TASK PROMPT
Return the count of lines in the records that include the string "intended", and nothing besides it.

Records from a data collection

PR #1513, opened 2026-05-08
feat(bolt): add Jolt protocol emitter

markosg04:
Adds the Bolt compiler/emitter crate and its Jolt protocol lowering, IR, Rust artifact emission, MLIR dialect definitions, templates, and unit tests.

Validation:

- cargo check -p bolt -q was attempted but is blocked locally by missing llvm-config required by mlir-sys/tblgen.

- Previous downstack modular package validation remains: clippy all-targets and nextest for touched primitive crates.

PR #1515, opened 2026-05-08
test(equivalence): add Bolt parity oracle

markosg04:
Add the jolt-equivalence crate for comparing the Bolt-generated path against jolt-core, including generated-role parity, real-data/tamper gates, and perf oracle tests.


0xAndoroid:
Closing as stale: both sides of the parity comparison are gone — the Bolt-generated crates never landed (#1513/#1514 closed) and jolt-core was stripped into jolt-prover-legacy (#1632). Branch left in place.

PR #1517, opened 2026-05-08
remove CODEOWNERS

moodlezoup:
imo was mostly just adding noise to PR assignment. now that none of our CI workflows rely on CODEOWNERS, we might as well delete


markosg04 (approved):
yes pls

PR #1514, opened 2026-05-08
feat(generated-roles): add generated Jolt role crates

markosg04:
Add the Bolt-generate prover, and verifier crates. Also adds `jolt-kernels` for coarse but efficient prover side cpu code

Validation: cargo check -p jolt-kernels -p jolt-verifier -p jolt-prover -q; cargo clippy -p jolt-kernels -p jolt-verifier -p jolt-prover -q --all-targets -- -D warnings; cargo nextest run -p jolt-kernels -p jolt-verifier -p jolt-prover --cargo-quiet.

PR #1467, opened 2026-04-23
refactor(openings): split PCS traits into verifier/prover halves and fuse batched openings

quangvdao:
## Summary

Splits the PCS trait family into role-based verifier/prover halves and fuses batched openings into a single `prove_batch` / `verify_batch` pair. Verifier-side code (`jolt-verifier`, `JoltProof`, `JoltVerifyingKey`, `OpeningClaim`) bounds on the new verifier-only base trait, removing prover-only associated types from verifier compilation paths. Spec: `specs/1467-pcs-prover-verifier-split.md`.

Two commits, both under `crates/jolt-openings/` and the call sites that consume it:

1. `cbb47baf7` — full trait split + fused batching + ISA cutover
2. `ba8136ef3` — file rename `verification.rs` → `homomorphic.rs` (the file holds both prover- and verifier-side bodies for the homomorphic batched-opening protocol; old name was a leftover from an interim design)

## Trait shape

- **`CommitmentSchemeVerifier`** (new base): `Field`, `VerifierSetup`, `Proof`, `BatchProof`, `VerifierSetupParams`, `verifier_setup`, `verify_batch`, `bind_opening_inputs`
- **`CommitmentScheme: CommitmentSchemeVerifier`** (prover extension): `ProverSetup`, `Polynomial`, `OpeningHint`, `SetupParams`, `setup`, `project_verifier_setup`, `commit`, `prove_batch`
- **`AdditivelyHomomorphicVerifier: CommitmentSchemeVerifier`** (verifier extension): `combine`, `verify`
- **`AdditivelyHomomorphic: AdditivelyHomomorphicVerifier + CommitmentScheme`** (prover extension): `combine_hints`, `open`
- **`ZkOpeningSchemeVerifier`** + **`ZkOpeningScheme`**: same split for ZK openings

Single-claim `open` / `verify` moved off the core PCS traits onto `AdditivelyHomomorphic(Verifier)` so non-homomorphic / fused-batch schemes never have to implement them. They survive as RLC primitives consumed by `homomorphic_prove_batch` / `homomorphic_verify_batch` (which are the only production callers).

## Fused batched openings

[...]

PR #1521, opened 2026-05-12
jolt-openings crate API cutover

quangvdao:
## Summary

This PR now scopes the cutover to the extracted PCS crates only. The earlier `jolt-core` integration experiment was useful for finding the right abstraction boundary, but the merge target leaves legacy `jolt-core` untouched so it can remain the end-to-end reference implementation.

The intended consumer for this API is the upcoming Bolt-generated prover/verifier split, such as #1514. Generated role crates should be able to use `jolt-openings` / `jolt-dory` directly without going through the old in-core PCS trait family.

## What Changed

- Defines the verifier/prover PCS trait split in `crates/jolt-openings`.
- Adds backend-neutral commitment and opening source abstractions, including `natural_chunk_len` and separate linear-combination opening support.
- Moves ordinary homomorphic batch helpers into `jolt-openings`.
- Implements the extracted trait family for `jolt-dory`, preserving source-backed streaming behavior and ZK openings.
- Keeps `DoryScheme::BatchProof = Vec<DoryProof>`, with one proof per opening-point group.
- Keeps `jolt-hyperkzg` aligned with the same base trait family.
- Rewrites the spec around the crate-level API and future generated-role integration path.
- Removes the previous `jolt-core`, SDK, example, transpiler, CLI, book, and extractor diff surface from the PR.

## Validation

- `cargo fmt -q --check`
- `cargo check -p jolt-openings -q --features test-utils`
- `cargo check -p jolt-dory -q`
- `cargo check -p jolt-hyperkzg -q`
- `cargo nextest run -p jolt-openings --cargo-quiet --features test-utils`
- `cargo nextest run -p jolt-dory --cargo-quiet`
- `cargo nextest run -p jolt-hyperkzg --cargo-quiet`
- `cargo clippy -p jolt-openings -q --features test-utils --all-targets -- -D warnings`
- `cargo clippy -p jolt-dory -q --all-targets -- -D warnings`
- `cargo clippy -p jolt-hyperkzg -q --all-targets -- -D warnings`

Posted by Cursor assistant (model: GPT-5.5) on behalf of the user (Quang Dao) with approval.


specs/jolt-openings-crate.md
```diff
@@ -0,0 +1,468 @@
...
+4. Current BlindFold opening proof data flow and ZK verification behavior.
+5. Current `muldiv` behavior in standard and ZK modes.
+
+### Invariants
+
+1. `jolt-openings` remains backend-neutral and must not depend on `jolt-core`, `jolt-dory`, `dory`, arkworks, `common`, `tracer`, `jolt-sdk`, Akita, or Hachi.
+2. `jolt-openings` depends only on reusable leaf crates plus generic dependencies: `jolt-field`, `jolt-poly`, `jolt-transcript`, `jolt-crypto`, `serde`, `thiserror`, and `tracing`.
+3. The base verifier trait does not expose prover-only associated types such as `ProverSetup`, `Polynomial`, `OpeningHint`, or `SetupParams`.
+4. The base PCS traits expose fused batched openings through `prove_batch` and `verify_batch`.
+5. Single-claim `open` and `verify` are not on the base PCS trait.
```
moodlezoup: why? seems like they would make more sense on the base triat

specs/jolt-openings-crate.md
```diff
@@ -0,0 +1,468 @@
...
+### Dory Implementation
+
+`DoryScheme` should follow #1467's impl split while preserving current `main` correctness work.
+
+`CommitmentSchemeVerifier for DoryScheme`:
+
+1. `Field = Fr`.
+2. `VerifierSetup = DoryVerifierSetup`.
+3. `Proof = DoryProof`.
+4. `BatchProof = Vec<DoryProof>`.
```
moodlezoup: the relationship between `BatchProof` and the `AdditivelyHomomorphic` traits is a little unclear –– below it says that `prove_batch` and `verify_batch` delegate to their homomorphic counterparts, but then shouldn't `BatchProof = DoryProof`?

moodlezoup:
**Spec Analysis: `jolt-openings` PCS API Cutover**

| Dimension | Score | Gap |
|-----------|-------|-----|
| Goal | 0.90 | Clear — one-sentence goal stated in Intent; trait hierarchy and dependency direction fully spelled out in Design. |
| Constraints | 0.85 | Clear — 15 explicit invariants, 10 non-goals, dependency-tree checks. |
| Success Criteria | 0.85 | Clear — ~25 checkbox acceptance criteria with exact cargo invocations; testing strategy split across `jolt-openings`, `jolt-dory`, and `jolt-core`. |
| Context | 0.90 | Clear — names #1467 + branch `layerzero/quang/pcs-prover-verifier-split` as transplant source, references concrete files in current `main` (Stage 8, BlindFold, Dory layout). |
| **Ambiguity** | | **≈ 12.5%** |

**Verification against the current tree:**
- `crates/jolt-openings/src/schemes.rs` today defines `CommitmentScheme`, `AdditivelyHomomorphic`, `ZkOpeningScheme`, `StreamingCommitment`, but has no `CommitmentSchemeVerifier` and keeps `open`/`verify` on the base trait — matching the spec's premise.
- `crates/jolt-openings/src/reduction.rs` exposes the `reduce_prover` / `reduce_verifier` API the spec proposes to remove or demote.
- `crates/jolt-dory/src/scheme.rs` already implements the existing `jolt-openings` trait family, but `jolt-core` does **not** depend on `jolt-openings`/`jolt-dory` and still imports `jolt-core/src/poly/commitment/commitment_scheme.rs` (associated types: `Commitment`, `Proof`, `BatchedProof`, `OpeningProofHint`, plus `ZkEvalCommitment` and `StreamingCommitmentScheme` companions).
- `JoltProof.joint_opening_proof` is `PCS::Proof` today (`jolt-core/src/zkvm/proof_serialization.rs`); the spec's swap to `PCS::BatchProof` is well-defined.
- `DoryOpeningState::build_streaming_rlc` lives in `jolt-core/src/poly/opening_proof.rs`; Stage 8's BlindFold path (`OpeningProofData`, `y_com`, `y_blinding`) lives in `jolt-core/src/subprotocols/blindfold/mod.rs` and `jolt-core/src/poly/commitment/dory/commitment_scheme.rs`. The spec preserves each explicitly.

- New verifier-first trait hierarchy in `crates/jolt-openings/src/schemes.rs`: `CommitmentSchemeVerifier` → `CommitmentScheme`; `AdditivelyHomomorphicVerifier` → `AdditivelyHomomorphic`; `ZkOpeningSchemeVerifier` → `ZkOpeningScheme`; `StreamingCommitment` unchanged.
- `open`/`verify` removed from the base PCS trait, retained only on homomorphic extension traits.
- Fused `prove_batch` / `verify_batch` on the base traits; `homomorphic_prove_batch` / `homomorphic_verify_batch` in `homomorphic.rs` provide the default group-by-point RLC implementation; `reduce_prover` / `reduce_verifier` removed or demoted.
- `crates/jolt-dory` re-implements the split trait family, preserving current Dory hardening, ZK `y_com`/`y_blinding` behavior, transcript bridge, streaming commitment, and bounded proof deserialization.
- `jolt-core` adds `jolt-openings` + `jolt-dory` deps, swaps `PCS::Commitment` → `PCS::Output`, `joint_opening_proof: PCS::Proof` → `PCS::BatchProof`, and routes Stage 8 through `prove_batch` / `verify_batch` (one-group batch wrapping the current streaming RLC).

**Key invariants to preserve (all named in the spec):**
- `jolt-openings` stays leaf-crate-only (no `jolt-core`, `jolt-dory`, `dory`, arkworks, `common`, `tracer`, `jolt-sdk`, Akita, Hachi).
- Fiat–Shamir byte-identity between prover and verifier in the homomorphic batch helper (claim count, evaluations, per-point `rho` schedule).
- Stage 8 keeps current dense increment scaling, RA ordering, advice Lagrange scaling, `opening_ids`, `constraint_coeffs`, and `joint_claim` semantics.
- ZK mode still extracts and binds the Dory evaluation commitment for BlindFold.

**Critical evaluation criteria:**
- `cargo nextest run -p jolt-core muldiv` passes with both `--features host` and `--features host,zk`.
- `cargo nextest run -p jolt-openings --features test-utils` and `cargo nextest run -p jolt-dory` pass.
- `cargo clippy --all --features host -- -D warnings` and the matching `host,zk` invocation pass with zero warnings.
- `cargo tree -d` shows no duplicate Jolt leaf crates; `cargo tree -p jolt-openings` shows no edge into `jolt-core`/`jolt-dory`/`dory`/`tracer`/Akita.

**Minor soft spots (not blocking):**
- Performance is stated qualitatively ("should not regress", "no obvious runtime blowups"). For a mechanical refactor that explicitly preserves the existing streaming-RLC hot path, this is acceptable — `muldiv` timing in CI is the implicit guardrail.
- "`Claims<F>` … should remain unless a strictly mechanical replacement falls out" and "`dory_layout` should remain in this PR unless a small PCS config type already exists" are intentionally hedged. Both have a clear default (keep) and a bounded escape hatch — fine for a one-shot.

---

moodlezoup (commented):
this looks good to me, just a couple of minor comments. 
Also, while you're refactoring the PCS traits, perhaps you could also take a look at the relationship between the streaming and ZK traits? There's an awkward interaction there for Dory which I flagged [here](https://github.com/a16z/jolt/pull/1511#discussion_r3210291213)

quangvdao:
@moodlezoup thanks for the comments! I updated the spec to reflect the resolution, and the spec now has a redesign of the CommitmentScheme trait that bakes in streaming via a generic "polynomial source" rather than having a separate trait. Below is GPT-5.5's response after discussion:

__

First, agreed on single-claim openings: `open` / `verify` now live on the base PCS traits. The homomorphic traits are only responsible for the extra linear-combination operations (`combine`, `combine_hints`) needed by batch/RLC helpers. That makes the base trait a complete single-opening PCS interface, which is the cleaner split.

Second, the Dory batch-proof shape is now spelled out more explicitly. For Dory, `BatchProof = Vec<DoryProof>`, where each `DoryProof` corresponds to one opening-point group after the homomorphic helper RLC-combines that group’s claims. In the first Stage 8 cutover, Jolt currently forms one joint group, so this is a one-element `Vec<DoryProof>`. That should explain why `prove_batch` / `verify_batch` can delegate to the homomorphic helpers while still keeping the batch proof as a vector.

On the streaming/ZK interaction: I think the right fix is to remove `StreamingCommitment` as a public commitment-scheme abstraction rather than trying to make `finish` branch on ZK-ness. The new direction is source-oriented:

- `CommitmentSource` describes where polynomial data comes from.
- `CommitmentSourceBatch` describes a batch of such sources.
- `commit_batch` and `commit_batch_zk` are the PCS-level entry points.
- Dory overrides those methods to preserve the existing CycleMajor streaming behavior exactly: same padded trace scan, same row order, same one-hot row handling, same row-commitment hint structure, and no materialization of all witness polynomials.

So the ZK distinction moves to the PCS method boundary (`commit_batch` vs `commit_batch_zk`) rather than being hidden inside a streaming commitment object.

One subtlety: Stage 8 has a different “streaming” path from witness commitment streaming. Stage 8 currently builds a joint RLC polynomial directly from the trace/hints before opening, and we should preserve that optimized construction for this PR. The new API still applies there: Stage 8 should feed the resulting joint polynomial/claim through `prove_batch` / `verify_batch`. In other words, the public API changes, but we do not need to deeply redesign the Stage 8 opening accumulator or BlindFold constraint wiring as part of this cutover.

Net-net: I think this addresses the awkward Dory ZK/streaming interaction you flagged by making streaming a property of sources and batch commitment, not a separate commitment scheme trait.

moodlezoup:
> On the streaming/ZK interaction: I think the right fix is to remove `StreamingCommitment` as a public commitment-scheme abstraction rather than trying to make `finish` branch on ZK-ness. The new direction is source-oriented:
> 
> * `CommitmentSource` describes where polynomial data comes from.
> * `CommitmentSourceBatch` describes a batch of such sources.
> * `commit_batch` and `commit_batch_zk` are the PCS-level entry points.
> * Dory overrides those methods to preserve the existing CycleMajor streaming behavior exactly: same padded trace scan, same row order, same one-hot row handling, same row-commitment hint structure, and no materialization of all witness polynomials.

I guess I'm not convinced that streaming can be fully quarantined to the source implementation. It seems to me like streaming tends to have implications on the commitment algorithm itself, e.g. how we parallelize

quangvdao:
@moodlezoup yeah, I agree with this. I overstated it by saying streaming lives in the source implementation.

The distinction I want is closer to the compute/backend split in the Bolt work on `refactor/crates`: protocol-level code should be oblivious to the streaming/parallelization strategy, but the backend absolutely still owns that strategy.

So the intended split is:

- `CommitmentSource` / `BatchCommitmentSource` describe the data and traversal shape: what sources exist, how to evaluate them, and how to expose row-shaped access without materializing all witness polynomials.
- `PCS::commit_batch` / `commit_batch_zk` are the backend execution boundary.
- Dory overrides those methods precisely because streaming affects the commitment algorithm: row MSMs, one-hot grouping, row/source/aggregation parallelism, hint construction, and transparent-vs-ZK finishing.

So no, streaming is not fully quarantined inside the source. The source gives the PCS enough structure to avoid materialization; the PCS/backend decides how to consume that structure.

This also seems compatible with the Bolt direction. Bolt has compute-level obligations like `compute.oracle_dense_trace`, `compute.oracle_one_hot_chunk`, `compute.oracle_family_append`, and `compute.pcs_commit_batch`. Those describe oracle data/families and batch commitment obligations, while the eventual backend/provider decides whether to materialize, stream, use sparse one-hot paths, or target a different execution backend.

I updated the spec to call this out explicitly. The goal is that this PR gives Bolt a Rust PCS boundary it can lower into, without baking Dory’s current row-major streaming schedule into `jolt-openings`.

crates/jolt-openings/src/schemes.rs
```diff
@@ -78,23 +219,8 @@ where
     }
```
moodlezoup: Silent default that returns `OpeningHint::default()` will silently produce wrong opening proofs for any backend that implements `AdditivelyHomomorphic` but forgets to override `combine_hints`. `homomorphic_prove_batch` (homomorphic.rs:80) consumes the result without checks, and the verifier just sees a bad proof. Verifier-side `combine` has no default (good); making this required matches.

```suggestion
    fn combine_hints(
        hints: Vec<Self::OpeningHint>,
        scalars: &[Self::Field],
    ) -> Self::OpeningHint;
```

---

crates/jolt-dory/src/scheme.rs
```diff
@@ -277,166 +1060,600 @@ impl AdditivelyHomomorphic for DoryScheme {
...
             .collect();
 
-        DoryHint::new(combined, combined_blind)
+        let chunk_len = hints
+            .iter()
+            .map(|hint| hint.chunk_len)
+            .max()
+            .unwrap_or_default();
+        DoryHint::new(combined, combined_blind, chunk_len)
     }
```
moodlezoup, line 1048: Body is textually identical to `combine_hint_refs` at line 657 (modulo `Vec<&DoryHint>` vs `Vec<DoryHint>`). Any future change to hint combination has to be made twice. Express one via the other — either have the trait impl call the helper with `.iter().collect()`, or take `impl IntoIterator<Item: Borrow<DoryHint>>` in the helper.

---

crates/jolt-hyperkzg/src/scheme.rs
```diff
@@ -342,10 +375,86 @@ where
...
+                            dense[hot_index.get()] = F::from_u64(1);
+                        }
+                        evaluations.extend(dense);
+                    }
+                }
+            }
+        }
+    });
+    evaluations
+}
```
moodlezoup: This re-implements the same `SourceRow` enum dispatch as `materialize_source_evaluations` in `jolt-openings/src/sources.rs:438`, but with a different one-hot layout (column-major inline here vs hot-index-major accumulated in jolt-openings). Adding a new `SourceRow` variant requires updating two places, and the divergent one-hot handling means a multi-row one-hot source produces a different polynomial through HyperKZG vs the canonical helper. Easiest fix is making `materialize_source_evaluations` `pub` and deleting this copy; if the column-major shape was intentional for HyperKZG, leave a comment explaining why.

---

jolt-core/src/zkvm/prover.rs
```diff
@@ -194,18 +190,162 @@ pub struct JoltCpuProver<
...
+                poly_ids,
+                &coeffs,
+                advice_polys,
+            ));
+            *cache = Some(Stage8CachedRlc {
+                terms: terms.to_vec(),
+                chunk_len,
+                source,
+            });
+        }
```
moodlezoup: `advice_polys.take()` permanently moves the advice map out of the `Mutex<Option<...>>` on the first rebuild. If `fold_linear_rows` is ever invoked a second time with a different `terms` or `chunk_len` (cache miss), the second rebuild gets `None` and `unwrap_or_default()` silently substitutes an empty `HashMap` — advice contributions vanish from the RLC with no error.

Current Dory path is safe because `prove_source_backed_batch_with_mode` calls `vector_matrix_product` with a single fixed `(terms, chunk_len)`. But `Stage8OpeningSource::fold_rows` at line 326 builds a single-element `terms` per source, so anything that routes through the default `prove_batch_opening` and hits this from multiple sources will silently drop advice starting on the second call. Worth either making the advice map cloneable so rebuilds remain consistent, or `debug_assert!(cache.is_none())` here so a second rebuild fails loudly.

---

jolt-core/src/zkvm/prover.rs
```diff
@@ -194,18 +190,162 @@ pub struct JoltCpuProver<
...
+    fn evaluate(&self, _point: &[F]) -> F {
+        panic!("Stage8OpeningSource is only used through source-backed batch opening")
+    }
+
+    fn for_each_row<V>(&self, _chunk_len: usize, _visit: V)
+    where
+        V: for<'row> FnMut(usize, SourceRow<'row, F>),
+    {
+        panic!("Stage8OpeningSource is only used through source-backed batch opening")
+    }
```
moodlezoup: Panicking `evaluate`/`for_each_row` means any PCS that uses the default `prove_batch_opening` against `Stage8OpeningSourceBatch` (which routes per-id through `source(id)`) will crash at runtime instead of failing at compile time. Dory overrides `prove_batch_opening`, so this is latent today, but it's a non-obvious coupling between this source impl and the chosen backend. Worth a doc comment noting the requirement that the backend implement source-backed batch opening directly.

---

moodlezoup (commented):
Reviewed the jolt-openings cutover. The Stage 8 prover/verifier symmetry holds, transcript binding order is preserved, and the ZK/standard mode split looks consistent end-to-end. Most flags below are footguns introduced by the new trait surface (silent defaults and duplicated helpers) that will bite a future PCS backend or a future SourceRow variant rather than the current Dory-only path.

---

crates/jolt-crypto/src/ec/bn254/gt.rs
```diff
@@ -209,3 +211,33 @@ impl<'de> serde::Deserialize<'de> for Bn254GT {
         Ok(Self(inner))
     }
 }
+
+impl CanonicalSerialize for Bn254GT {
```
moodlezoup, line 215: can we just `#[derive(CanonicalSerialize, CanonicalDeserialize)]` on `Bn254GT` instead of manually implementing these?

crates/jolt-openings/src/claims.rs
```diff
@@ -13,8 +15,179 @@ pub struct ProverClaim<F: Field, P = Polynomial<F>> {
...
+
+/// Opening point pair for protocols whose public point order differs from the
+/// backend's proof point order.
+///
+/// `public` is the point that belongs to the surrounding protocol transcript
+/// and output relation. `proof` is the coordinate order consumed by the PCS
+/// proof algorithm. Most schemes set both fields equal; Dory uses `proof` for
+/// its private row-major opening order while Jolt keeps `public` in protocol
+/// order.
+#[derive(Clone, Debug, PartialEq, Eq)]
```
moodlezoup, line 36: I don't really like this; I feel like the PCS implementation should just expect one coordinate order, and it should be responsible for any reordering it might need

crates/jolt-openings/src/claims.rs
```diff
@@ -13,8 +15,179 @@ pub struct ProverClaim<F: Field, P = Polynomial<F>> {
...
+    pub point: Vec<F>,
+    pub value: BatchOutputValue<F, HidingCommitment>,
+}
+
+/// Expression describing how a PCS output is derived from raw claim terms.
+#[derive(Clone, Debug, PartialEq, Eq)]
+pub enum BatchOutputExpression<F: Field, ClaimId> {
+    /// Linear relation `output = Σ coefficient_i * claim_i`.
+    Linear(Vec<(ClaimId, F)>),
+}
```
moodlezoup, line 126: can we fold this into `BatchOutputRelation` instead of introducing a new type?

crates/jolt-openings/src/homomorphic.rs
```diff
@@ -0,0 +1,337 @@
...
+
+fn source_evaluations<F, S>(source: &S) -> Vec<F>
+where
+    F: Field,
+    S: CommitmentSource<F> + ?Sized,
+{
+    materialize_source_evaluations(source)
+}
+
+type ProverPointGroup<F, PCS, S> = Vec<(Vec<F>, Vec<ProverClaimWithHint<F, PCS, S>>)>;
```
moodlezoup, line 244: i feel like a map makes more sense here?

crates/jolt-openings/src/homomorphic.rs
```diff
@@ -0,0 +1,337 @@
...
+            group.push((claim, hint));
+        } else {
+            let point = claim.point.clone();
+            groups.push((point, vec![(claim, hint)]));
+        }
+    }
+    groups
+}
+
+type OpeningPointGroup<F, PCS> = Vec<(Vec<F>, Vec<OpeningClaim<F, PCS>>)>;
```
moodlezoup, line 267: same here

crates/jolt-openings/src/schemes.rs
```diff
@@ -1,100 +1,230 @@
...
+}
+
+/// Verifier setup derivable from public parameters without prover setup.
+///
+/// Transparent schemes such as Dory can build verifier setup from a size
+/// parameter alone. Structured-reference-string schemes such as KZG generally
+/// cannot: their verifier setup contains trapdoor-derived elements generated
+/// during setup, so verifier-only code should receive the verifier setup as an
+/// input rather than pretending it can derive it from public generators.
+pub trait PublicVerifierSetup: CommitmentSchemeVerifier {
```
moodlezoup: why have a separate trait here?

crates/jolt-openings/src/schemes.rs
```diff
@@ -1,100 +1,230 @@
...
+    type ProverSetup: Clone + Send + Sync;
+    type OpeningHint: Clone + Send + Sync + Default;
     type SetupParams;
 
+    /// Builds prover and verifier setup.
     fn setup(params: Self::SetupParams) -> (Self::ProverSetup, Self::VerifierSetup);
 
-    fn verifier_setup(prover_setup: &Self::ProverSetup) -> Self::VerifierSetup;
+    /// Projects prover setup down to verifier setup.
+    fn project_verifier_setup(prover_setup: &Self::ProverSetup) -> Self::VerifierSetup;
```
moodlezoup:
```suggestion
    fn prover_to_verifier_setup(prover_setup: &Self::ProverSetup) -> Self::VerifierSetup;
```

crates/jolt-openings/src/sources.rs
```diff
@@ -0,0 +1,712 @@
...
+    /// This preserves the common compact-polynomial benchmark and commitment
+    /// path without paying the cost of first converting every row entry into a
+    /// full-width field element.
+    U64(&'a [u64]),
+
+    /// A strided unsigned-integer row embedded canonically into the field.
+    StridedU64 {
+        values: &'a [u64],
+        column_stride: usize,
+    },
```
moodlezoup: I think I slightly prefer to collapse this into a single variant, since `U64` is just the special case of `StridedU64` with a stride of 1. Same for `FieldElements` and `I128`. wdyt?

0xAndoroid:
Closing as superseded: the refactor/audit-prep stack (#1544, #1635, #1654) landed the crate-level PCS API on main with a different design (kept StreamingCommitment over the CommitmentSource abstraction, verifier split via jolt-crypto's Commitment trait + the jolt-verifier crate, batching via BatchOpeningScheme/HomomorphicBatch + packed openings), and the intended consumers now exist as jolt-prover / jolt-verifier. Verified nothing here remains to cherry-pick — the branch is 122 commits behind with all its unique surface superseded.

TASK RESPONSE
3